Simple Choices: Thoughts on choosing environments that support who your child is meant to be
- Author: Lisa Graham Keegan
- Language: English
- Genre: Parenting, Memoir, Family Relations, Interpersonal Relations, Divorce, LGBT issues
- Publisher: Park Point Publishing
- Publication date: May 9, 2013 (Paperback)
- Publication place: United States
- Media type: Paperback (May 2013), Kindle Edition,
- Pages: 130 pages
- ISBN: 978-0-9887451-0-0

= Simple Choices =

2013 book by Lisa Graham Keegan

Simple Choices: Thoughts on choosing environments that support who your child is meant to be is a parenting book by Lisa Graham Keegan published in 2013.
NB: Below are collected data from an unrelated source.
PR #126, opened 2019-02-25
Verify server logging

JamesNK:
Update functional tests to inject a logger factory into the test website and inspects log messages at the end of each test. Verifies no unexpected exceptions are thrown.

Also explicitly throw an error when attempting to write a message after the deadline has passed.

### DIFF
--- a/src/Grpc.AspNetCore.Server/Internal/ServerCallHandlerBase.cs
+++ b/src/Grpc.AspNetCore.Server/Internal/ServerCallHandlerBase.cs
@@ -34,7 +34,7 @@ namespace Grpc.AspNetCore.Server.Internal
         {
             Method = method;
             ServiceOptions = serviceOptions;
-            Logger = loggerFactory.CreateLogger(GetType());
+            Logger = loggerFactory.CreateLogger(typeof(TService));
         }
 
         public abstract Task HandleCallAsync(HttpContext httpContext);
--- a/test/FunctionalTests/DeadlineTests.cs
+++ b/test/FunctionalTests/DeadlineTests.cs
@@ -64,7 +64,7 @@ namespace Grpc.AspNetCore.FunctionalTests
 
             var messageCount = 0;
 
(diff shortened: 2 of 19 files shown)


src/Grpc.AspNetCore.Server/Internal/ServerCallHandlerBase.cs
```diff
@@ -34,7 +34,7 @@ protected ServerCallHandlerBase(Method<TRequest, TResponse> method, GrpcServiceO
         {
             Method = method;
             ServiceOptions = serviceOptions;
-            Logger = loggerFactory.CreateLogger(GetType());
```
JunTaoLuo: Is this an optimization?

test/FunctionalTests/DeadlineTests.cs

Simple Choices begins with Keegan's memoir of building a family through divorce, abandonment, adoption, mental impairment, sexual identity and all the challenges life has to offer. Rather than weakening the family, Keegan shows how such trials can help build a stronger family bond. Gabriel Sanchez Zinny noted in the Huffington Post, "Keegan uses her biography to demonstrate the ways in which the education system doesn't provide children with the structure to realize their varied potential. To her, choice is the key for the system to provide quality education to everyone, regardless of gender, income or race." The book concludes with advice on how to nurture children to lead a life of service.

The forward to the book is written by Annie Graham and Kate Keegan McClendon, Keegan's daughter and stepdaughter, respectively. They articulate the sense of family and service that Keegan imbued in her extended family.

Keegan is a leading advocate of education reform in the United States. She is former Arizona Superintendent of Public Instruction, and an advisor on education policy to the White House, the United States Congress, and numerous governors and state policy makers.